Even Russian banks, which are considered one of the most conservative in relation to the new type of assets, have gradually begun to change their attitude. For example, in October last year, a subsidiary of Gazprombank in Switzerland provided its clients with the opportunity to work with cryptocurrency. For this, the company received a special license from the Swiss Financial Market Supervisory Authority (FINMA). Thus, a subsidiary of Gazprombank began to carry out operations with cryptocurrencies of corporate and institutional clients. For example, provide custody services, make payments, and convert cryptocurrencies into fiat money. Clients of the Italian bank Banca Sella and the Swiss Basler Kantonalbank also have access to such transactions.
Andrei Kostin also partially changed his attitude to cryptocurrencies. So, the head of VTB, who called the miners counterfeiters, in February of this year put Bitcoin on a par with gold and the dollar. The banker supported the idea of the Central Bank about the need to protect private investors, otherwise they would look for alternatives, leave the securities market and opt for “less clear, transparent and reliable products” like bitcoin, gold, dollar or foreign accounts. brokers.

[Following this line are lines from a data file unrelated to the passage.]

PR #1464, opened 2023-11-15
feat: Ask OpenAI

kgilpin:
This is old, and basically a placeholder issue now for the "Fix Wrench" - which may get rolled into Navie?


packages/cli/src/cmds/ask/ask.ts
```diff
@@ -0,0 +1,307 @@
...
+      const specification = Specification.build(filteredAppMap, { loops: true });
+      const diagram = buildDiagram(appmapFile, filteredAppMap, specification);
+
+      const diagramText: string[] = [];
+      const maxDepth = 2;
+      const collectAction = (action: Action, depth = 0) => {
+        if (depth > maxDepth) return;
+
+        const indent = '  '.repeat(depth);
+        diagramText.push(`${indent}${nodeName(action)}(events:${action.eventIds.join(', ')}})`);
```
dustinbyrne: FYI There's a stray curly brace at the end of this string. Not sure how that may affect accuracy.

PR #1469, opened 2023-11-22
feat: context filter

kgilpin:
Filter AppMaps by `context`.

The `context` filter is a list of code object names or patterns. An event is included by the filter if:

* It's code object matches a context name.
* It's an ancestor of a matching code object.
* It's a descendant within a configurable `depth` of a matching code object.


packages/models/src/appMapFilter.js
```diff
@@ -68,21 +81,39 @@ function filterRegExp(filterExpression, regexpConstructorArgs) {
...
+//   ancestor is within the maxDepth, then the descendant is included as well.
+// maxDepth: The maximum depth of a descendant event to include. If undefined, all descendants are included.
+// Returns: A set of events that matched the filterFn.
+function markSubtrees(events, filterFn, maxDepth) {
+  const matchingEvents = new Set();
+
+  // Collect all 'call' events that match explicitly.
+  events
+    .filter((e) => e.isCall())
+    .forEach((e) => (filterFn(e) ? matchingEvents.add(e) : undefined));
```
dustinbyrne, line 96: Nit: Calling `filterFn` in the filter would clean this up a bit.

```ts
events
    .filter((e) => e.isCall() && filterFn(e))
    .forEach((e) => matchingEvents.add(e))
```

packages/models/loadPetWithVisit_depth_1.appmap.json
```diff
@@ -0,0 +1,243 @@
+{
```
dustinbyrne, line 1: It looks like this file was accidentally added

packages/models/listMicropostsCompactAppMap_sql_context.appmap.json
```diff
@@ -0,0 +1,177 @@
+{
```
dustinbyrne, line 1: This also looks accidentally added as it also exists in `tests/unit/fixtures`

packages/models/types/index.d.ts
```diff
@@ -365,6 +365,12 @@ declare module '@appland/models' {
       constructor(on: boolean, defaultValue: boolean, names: string[]);
     }
 
+    export class DeclutterContextNamesProperty extends DeclutterNamesProperty {
+      public depth: number;
+
+      constructor(on: boolean, defaultValue: boolean, names: string[], depth: number);
```
dustinbyrne, line 371: These arguments aren't required because they have default values set in the implementation. Marking them as optionally undefined might be a better fit.

dustinbyrne (approved):

packages/models/types/index.d.ts
kgilpin: OK, I was following along the other example types in this file. I've made the depth optional.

At the same time, a year ago, after the entry into force of the fifth EU directive, more than 40 licensed German banks applied to the German Federal Financial Supervision Authority Bafin for permission to provide services related to cryptocurrency.
And in the summer of 2020, important changes took place in US legislation. The country’s national banks were able to store cryptographic keys from cryptocurrency wallets. The Office of Monetary Circulation (OCC) within the Ministry of Finance explained that the country’s financial institutions can now provide safer custodial solutions than the current supply on the market.

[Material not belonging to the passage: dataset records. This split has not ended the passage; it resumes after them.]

PR #1472, opened 2023-11-27
Correctly set initial collapse depth in sequence diagram

### LINKED ISSUE #1471: Collapse depth is always 0 in VS Code
When using Storybook the collapse depth is displayed properly, but when opening a map in the VS Code extension, the collapse depth is always initially set to `0`.

Image

ahtrotta:
Fixes #1471 

In the VS Code extension, the collapse depth was initially being set to `0` whenever a map was opened. This behavior only happens in VS Code and it does not happen in Storybook.

## Before

Image

## After

image

### DIFF
--- a/packages/components/src/components/DiagramSequence.vue
+++ b/packages/components/src/components/DiagramSequence.vue
@@ -269,6 +269,7 @@ export default {
       rootActionSpecs.forEach((h) => visit(h.action));
     },
     getMaxActionDepth() {
+      if (this.actions.length === 0) return undefined;
       return this.actions.reduce((maxDepth, action) => {
         const depth = action.ancestorIndexes.length;
         if (depth > maxDepth) return depth;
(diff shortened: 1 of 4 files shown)


kgilpin:
What’s the root cause? Different initialization order? 

Will the max depth always be 3 now?

ahtrotta:
> What’s the root cause? Different initialization order?

VS Code initially loads an empty appmap and then subsequently loads an appmap with all the correct data. So when it loads the empty map, the max depth gets set to `0` and stays there.

> Will the max depth always be 3 now?

No, the max depth will be correctly computed.

ahtrotta:
I looked into how we load AppMaps in VS Code and I don't think we should change it. To change how the map loads, we would need to change the entire way that the Vue component works.

brikelly (approved):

Therefore, it is not surprising that strategists at JPMorgan, the bank whose head promised to fire traders who trade cryptocurrency, at the end of February this year began advising their clients to transfer 1% of funds to Bitcoin. Financial analysts now believe digital money can hedge risks from price fluctuations in traditional asset classes such as stocks, bonds, and commodities.
Citibank, which three years ago unequivocally considered bitcoin to be a bubble, now claims that the first cryptocurrency in terms of capitalization can become a means of settlement in international trade. Among the advantages of the asset, analysts highlighted decentralization, transparency, and low transaction costs.
BNY Mellon, the oldest in the United States and the world’s largest depositary bank, announced in February the launch of services for storing and conducting transactions with cryptocurrency in the interests of its customers. To do this, the company will present its own platform that will allow transactions with digital money in the same way as with traditional assets.
A new stage in the global adoption of cryptocurrencies
Large companies are just starting to invest in bitcoin, and financial institutions have only recently begun to add the ability to work with cryptocurrencies. It is obvious that the crypto market is still in its infancy. Therefore, it is quite possible that in the future more and more large banks will change their attitude towards a new type of digital assets.
And the emergence of detailed and transparent regulation of the cryptoindustry will play a huge role in this. Probably, in the near future, the authorities of the largest countries will resolve the issue of legalizing digital money, which will lead to their next stage of development.